Saved entries:
PR #7012, opened 2023-01-19
cmd/tailscale/cli: un-alpha login+switch in ShortUsage docs

bradfitz:


bradfitz:
cc @mayakacz @WalterHub

maisem (approved):

PR #7014, opened 2023-01-19
cmd/k8s-operator: Finalizer should requeue immediately

vincepri:
Added details in the comment, long story short is that by not reconciling immediately there could be a race condition between the update, deletion, and next reconciliation; especially if there are long(ish) running operations.

Signed-off-by: Vince Prignano <vince@prigna.com>

### DIFF
--- a/cmd/k8s-operator/operator.go
+++ b/cmd/k8s-operator/operator.go
@@ -26,10 +26,12 @@ import (
 	"k8s.io/apimachinery/pkg/apis/meta/v1/unstructured"
 	"k8s.io/apimachinery/pkg/fields"
 	"k8s.io/apimachinery/pkg/types"
+	ctrl "sigs.k8s.io/controller-runtime"
 	"sigs.k8s.io/controller-runtime/pkg/builder"
 	"sigs.k8s.io/controller-runtime/pkg/cache"
 	"sigs.k8s.io/controller-runtime/pkg/client"
 	"sigs.k8s.io/controller-runtime/pkg/client/config"
+	"sigs.k8s.io/controller-runtime/pkg/controller/controllerutil"
 	"sigs.k8s.io/controller-runtime/pkg/handler"
 	logf "sigs.k8s.io/controller-runtime/pkg/log"
 	kzap "sigs.k8s.io/controller-runtime/pkg/log/zap"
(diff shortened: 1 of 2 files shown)


cmd/k8s-operator/operator.go
```diff
@@ -268,25 +270,45 @@ func childResourceLabels(parent *corev1.Service) map[string]string {
...
+		// because once the finalizer is in place this block gets skipped. So,
+		// this is a nice place to tell the operator that the high level,
+		// multi-reconcile operation is underway.
+		logger.Infof("exposing service over tailscale")
+		controllerutil.AddFinalizer(svc, FinalizerName)
+		if err := a.Update(ctx, svc); err != nil {
+			return ctrl.Result{}, fmt.Errorf("failed to add finalizer: %w", err)
+		}
+
+		// If we just added the finalizer, we need to requeue the service to
```
danderson, line 301: Incomplete sentence?

cmd/k8s-operator/operator.go
```diff
@@ -268,25 +270,45 @@ func childResourceLabels(parent *corev1.Service) map[string]string {
...
+		return reconcile.Result{Requeue: true}, nil
+	}
+
+	// Handle deletion.
 	if !svc.DeletionTimestamp.IsZero() || !a.shouldExpose(svc) {
 		logger.Debugf("service is being deleted or should not be exposed, cleaning up")
 		return reconcile.Result{}, a.maybeCleanup(ctx, logger, svc)
 	}
```
vincepri, line 309: While looking through the code, noticed in `maybeCleanup` we're checking if the finalizer doesn't exist, to skip cleanup. Is that because the cleanup logic is not idempotent? Or could we potentially remove the check and cleanup regardless of the finalizer, and always removing it at the end? The latter is usually the pattern I've seen the most, but no strong opinions

danderson (commented):
Thanks for the PR! I don't think I understand the sequence of reconcile executions that cause the race you describe. Is the case you're worried about something like reconcile gets called only once, but DeletionTimestamp is already non-zero? Or something else?

Unless maybeProvision has executed at least once, there is nothing for us to clean up, so I'm trying to figure out why it's necessary to move the finalizer install sooner, and why the explicit requeue is needed. Help? :)

cmd/k8s-operator/operator.go
vincepri: Yeah, leftover before I moved the details on the outer block, will fix

vincepri: ok to close? :)

Issue #7015, opened 2023-01-19
tailcfg: use capver for peerapi, localapi


bradfitz:
Per discussion with @mihaip, for http://go/2mac work (macsys GUI connecting to oss `tailscaled`), and for peerapi, we want to use tailcfg.CapabilityVersion more. (similar to how we re-used it for RegisterRequest.Version and SetDNSRequest.Version, etc)

For LocalAPI (GUI/CLI &lt;=&gt; tailscaled), we'll add it to HTTP headers in/out, and later plumb via contexts in localapi HTTP handlers, so new tailscaled can fake old results to old clients if/when needed. For now just informational.

For peerapi it'll let us avoid things like the dumb `tailcfg.PeerAPIDNS` hack, which we can then start phasing out.

PR #7016, opened 2023-01-19
all: start groundwork for using capver for localapi & peerapi

bradfitz:
Updates #7015


client/tailscale/localclient.go
```diff
@@ -114,6 +114,7 @@ func (lc *LocalClient) defaultDialer(ctx context.Context, network, addr string)
 //
 // DoLocalRequest may mutate the request to add Authorization headers.
 func (lc *LocalClient) DoLocalRequest(req *http.Request) (*http.Response, error) {
+	req.Header.Set("Tailscale-Cap", fmt.Sprint(int(tailcfg.CurrentCapabilityVersion)))
```
maisem, line 117: would it be worth storing the string version to avoid stringification at every call?

tailcfg/tailcfg.go
```diff
@@ -199,6 +200,7 @@ type Node struct {
 	DERP         string         `json:",omitempty"` // DERP-in-IP:port ("127.3.3.40:N") endpoint
 	Hostinfo     HostinfoView
 	Created      time.Time
+	Cap          CapabilityVersion `json:",omitempty"` // if non-zero, the node's capability version
```
maisem, line 203: nit: CapVer?

maisem (approved):

client/tailscale/localclient.go
bradfitz: drop in the bucket I think. also IIRC all two byte int->string don't allocate

tailcfg/tailcfg.go
bradfitz: (discussed on chat)

client/tailscale/localclient.go
mihaip: Out of curiosity, is `fmt.Sprint` preferable to `strconv.Itoa`?

mihaip (approved):

tailcfg/tailcfg.go
```diff
@@ -90,7 +90,8 @@ type CapabilityVersion int
 //   - 51: 2022-11-30: Client understands CapabilityTailnetLockAlpha
 //   - 52: 2023-01-05: client can handle c2n POST /logtail/flush
 //   - 53: 2023-01-18: client respects explicit Node.Expired + auto-sets based on Node.KeyExpiry
-const CurrentCapabilityVersion CapabilityVersion = 53
+//   - 54: 2023-01-19: Node.Cap added, PeersChangedPatch.Cap, uses Node.Cap for ExitDNS before Hostinfo.Services fallback
+const CurrentCapabilityVersion CapabilityVersion = 54
```
mihaip, line 94: May want to also change the comment for `CapabilityVersion` to indicate that it's used for more than just client <-> control negotiation. I had it as:

```
-// server (control plane), bump this number and document what's new.
+// server (control plane), peers (over PeerAPI) or frontend (over LocalAPI),
+// bump this number and document what's new.
```

client/tailscale/localclient.go
bradfitz: strconv.Itoa would be a bit faster, actually. I can change.

I often use `fmt.Sprint` when I don't want to think about what the argument is.

tailcfg/tailcfg.go
bradfitz: Good idea, done.

PR #7017, opened 2023-01-19
cmd/k8s-operator: remove use of InjectClient (deprecated)

vincepri:
The dependency injection functionality has been deprecated a while back and it'll be removed in the 0.15 release of Controller Runtime. This changeset sets the Client after creating the Manager, instead of using InjectClient.

Signed-off-by: Vince Prignano <vince@prigna.com>


danderson (approved):
Thanks!

PR #7018, opened 2023-01-19
all: implement pcap streaming for datapath debugging

twitchyliquid64:
image

image

Done:
 - Hooks on the 4 main paths
 - Generating pcap streams
 - Custom dissector so wireshark can show Tailscale metadata (I've only implemented which path it traversed for now)

Future:
 - Show the outcome of ACL eval
 - Encode the target node in the pcap stream maybe?
 - When we have cgnat maybe we show the original / translated addresses as well?


ipn/ipnlocal/local.go
```diff
@@ -4700,3 +4702,23 @@ func (b *LocalBackend) ListProfiles() []ipn.LoginProfile {
...
 	return b.pm.Profiles()
 }
+
+func (b *LocalBackend) StartDebugCapture(addr string) error {
+	s, err := capture.TCPSink(addr)
+	if err != nil {
+		return err
+	}
+
+	b.debugSink = s
```
twitchyliquid64, line 4712: Probs needs locking aye

bradfitz:
This is tailscale/corp#8470

Add `Updates tailscale/corp#8470` in the commit message.

client/tailscale/localclient.go
```diff
@@ -1019,6 +1019,23 @@ func (lc *LocalClient) DebugDERPRegion(ctx context.Context, regionIDOrCode strin
 	return decodeJSON[*ipnstate.DebugDERPRegionReport](body)
 }
 
+func (lc *LocalClient) StartDebugCapture(ctx context.Context, addr string) error {
```
bradfitz, line 1022: godoc. and what is "addr" ?

I'd like to be able to attach to multiple point(s) inside the data plane, like all-in, post-filter-in, out, etc.

client/tailscale/localclient.go
```diff
@@ -1019,6 +1019,23 @@ func (lc *LocalClient) DebugDERPRegion(ctx context.Context, regionIDOrCode strin
...
+	v := url.Values{"addr": {addr}}
+	body, err := lc.send(ctx, "POST", "/localapi/v0/start-debug-capture?"+v.Encode(), 200, nil)
+	if err != nil {
+		return fmt.Errorf("error %w: %s", err, body)
+	}
+	return nil
+}
+
+func (lc *LocalClient) StopDebugCapture(ctx context.Context) error {
```
bradfitz, line 1031: stop what? there can only be 1 capture globally?

then why doesn't it end when the HTTP request above ends? the one above can stream a pcap?

client/tailscale/localclient.go
twitchyliquid64: Why attach separately? I've always just fed wireshark the firehose and used its filtering.

In this case, our custom dissector exposes a field `tsdebug.path` which we could use to zoom in on only one of the points.

bradfitz: how does wireshark know what we rejected?

client/tailscale/localclient.go
twitchyliquid64: Currently the way it works is you install a hook, which is an atomic func callback, and that gets wired to all sockets spawned from a TCP listener. I'm not crashhot on trying to wire it from the localAPI socket but I guess we could try that.

I lean towards TCP with a default localhost address but the ability to open it up via the command line, so then you can capture on one machine and monitor on another.

wgengine/capture/ts-dissector.lua
```diff
@@ -0,0 +1,27 @@
...
+function tsdebug_ll.dissector(buffer, pinfo, tree)
+    pinfo.cols.protocol = tsdebug_ll.name
+    packet_length = buffer:len()
+    local offset = 0
+    local subtree = tree:add(tsdebug_ll, buffer(), "Tailscale packet")
+
+    -- -- Get path UINT16
+    local path_id = buffer:range(offset, 2):le_uint()
+    if     path_id == 0 then subtree:add(PATH, "FromLocal")
+    elseif path_id == 1 then subtree:add(PATH, "FromPeer")
```
bradfitz, line 14: can there be a separate path for "FromPeerDropped" vs "FromPeerAccepted" or something?

client/tailscale/localclient.go
twitchyliquid64: Wireshark knows whatever we tell it. For something like filter-dropped packets, we could call the callback after the filter and add a new metadata field `dropped` or something like that.

Currently the cb is wired before ACL eval, cuz WIP.

net/tstun/wrap.go
```diff
@@ -69,6 +70,8 @@ var parsedPacketPool = sync.Pool{New: func() any { return new(packet.Parsed) }}
 // It must not hold onto the packet struct, as its backing storage will be reused.
 type FilterFunc func(*packet.Parsed, *Wrapper) filter.Response
 
+type CaptureFunc func(capture.Path, time.Time, []byte)
```
bradfitz, line 73: docs, discuss ownership/lifetime of that []byte

wgengine/capture/capture.go
```diff
@@ -0,0 +1,138 @@
+// Copyright (c) 2023 Tailscale Inc & AUTHORS All rights reserved.
+// Use of this source code is governed by a BSD-style
+// license that can be found in the LICENSE file.
+
+package capture
```
bradfitz, line 5: package doc

wgengine/capture/capture.go
```diff
@@ -0,0 +1,138 @@
...
+
+// Path describes where in the data path the packet was captured.
+type Path uint8
+
+// Valid Path values.
+const (
+	FromLocal Path = iota
+	FromPeer
+	SynthesizedToLocal
+	SynthesizedToPeer
```
bradfitz, line 45: describe these

wgengine/capture/capture.go
```diff
@@ -0,0 +1,138 @@
...
+	binary.Write(w, binary.LittleEndian, uint32(length)) // length present
+	binary.Write(w, binary.LittleEndian, uint32(length)) // total length
+}
+
+// Path describes where in the data path the packet was captured.
+type Path uint8
+
+// Valid Path values.
+const (
+	FromLocal Path = iota
```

## [Required action]
Check each line of the data for "InjectClient". Copy the lines where it turns up.

## [Solution to this exercise]
cmd/k8s-operator: remove use of InjectClient (deprecated)
The dependency injection functionality has been deprecated a while back and it'll be removed in the 0.15 release of Controller Runtime. This changeset sets the Client after creating the Manager, instead of using InjectClient.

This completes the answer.